Primary metabolism of chickpea is the initial target of wound inducing early sensed Fusarium oxysporum f. sp. ciceri race I

Abstract

Background: Biotrophic interaction between host and pathogen induces generation of reactive oxygen species that leads to programmed cell death of the host tissue specifically encompassing the site of infection conferring resistance to the host. However, in the present study, biotrophic relationship between Fusarium oxysporum and chickpea provided some novel insights into the classical concepts of defense signaling and disease perception where ROS (reactive oxygen species) generation followed by hypersensitive responses determined the magnitude of susceptibility or resistant potentiality of the host.

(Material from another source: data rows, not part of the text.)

Issue #6584, opened 2025-04-13
[Easy fix] Bug in tryCache resultCache when the cached result is `null`


belmeopmenieuwesim:
Currently the `tryCache` in the EntityManager does not handle the case were the result of `em.resultCache.get` is `null`, which is not a cache miss, but can be a cache hit, a valid cache result. Only `undefined` should be treated as a cache miss.  This is btw only an issue for the em.findOne variants, empty arrays work fine (e.g. em.find etc.).

https://github.com/mikro-orm/mikro-orm/blob/86910191c9829a6a8552ce0d92d8603be9d402a2/packages/core/src/EntityManager.ts#L2266-L2304

This causes a massive performance degradation for `null` cached results in very common use-cases.

Luckily this is very easy to fix.

@B4nan What do you think? Was this one on purpose or should we fix this?

B4nan:
I guess you are right. Are you up for a PR?

PR #6585, opened 2025-04-13
fix(result-cache) properly handle valid `null` cache results

belmeopmenieuwesim:
Initial proposal to fix https://github.com/mikro-orm/mikro-orm/issues/6584


B4nan (approved):
thanks!

PR #6591, opened 2025-04-17
docs:  remove mention for manual typescript config in `package.json`

kei-mp:
Change was made in this PR: https://github.com/mikro-orm/mikro-orm/pull/5650 - the code sample was updated but not this sentence. Great package by the way, I'm new coming from EF Core that is also based on Data Mapper and really enjoying it so far.

I've gone through the entire guide now and don't see any other mentions of `mikro-orm` in `package.json`


B4nan (approved):
thanks!

PR #6600, opened 2025-04-21
fix(core): add support for zero count result cache

belmeopmenieuwesim:
Result cache for count queries that resulted in `0` should not make a DB call. This PR fixes this.


B4nan (commented):
what about empty string?

B4nan (approved):
thanks!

Methodology/principal findings: Microscopic observations detected wound mediated in planta pathogenic establishment and its gradual progression within the host vascular tissue. cDNA-AFLP showed differential expression of many defense responsive elements. Real time expression profiling also validated the early recognition of the wound inducing pathogen by the host. The interplay between fungus and host activated changes in primary metabolism, which generated defense signals in the form of sugar molecules for combating pathogenic encounter.

Conclusions/significance: The present study showed the limitations of hypersensitive response mediated resistance, especially when foreign encounters involved the food production as well as the translocation machinery of the host. It was also predicted from the obtained results that hypersensitivity and active species generation failed to impart host defense in compatible interaction between chickpea and Fusarium. On the contrary, the defense related gene(s) played a critical role in conferring natural resistance to the resistant host. Thus, this study suggests that natural selection is the decisive factor for selecting and segregating out the suitable type of defense mechanism to be undertaken by the host without disturbing its normal metabolism, which could deviate from the known classical defense mechanisms.

Figure 1. Phenotypical changes of chickpea plants upon Fusarium oxysporum f.sp. ciceri (Race 1) attack.

Infected JG62 plants at 4DPI (a), 8DPI (b) and 12DPI(c). Infected WR315 plants at 4DPI (d), 8DPI (e) and 12DPI (f).

Figure 2. Sectional views of infected roots of chickpea plants stained with Trypan blue and lactophenol.

Root section of infected JG62 plants at 4DPI (a and b), 8DPI (c and d) and 12DPI (e and f). Bars represent 10 µm.

Figure 3. Scanning electron micrographs of infected roots of chickpea plants.

Root section of infected JG62 plants at 4 DPI, 8 DPI, 12 DPI showing tissue disintegration (a), (c), (e) and conidia (b), (d), (f), respectively. Root section of infected WR315 plants at 15DPI showing xylem vessels (g) and tissue damage with conidia at 28DPI (h).

Figure 4. cDNA-AFLP gel profile of non-infected and infected JG62 and WR315 plant samples using different primers.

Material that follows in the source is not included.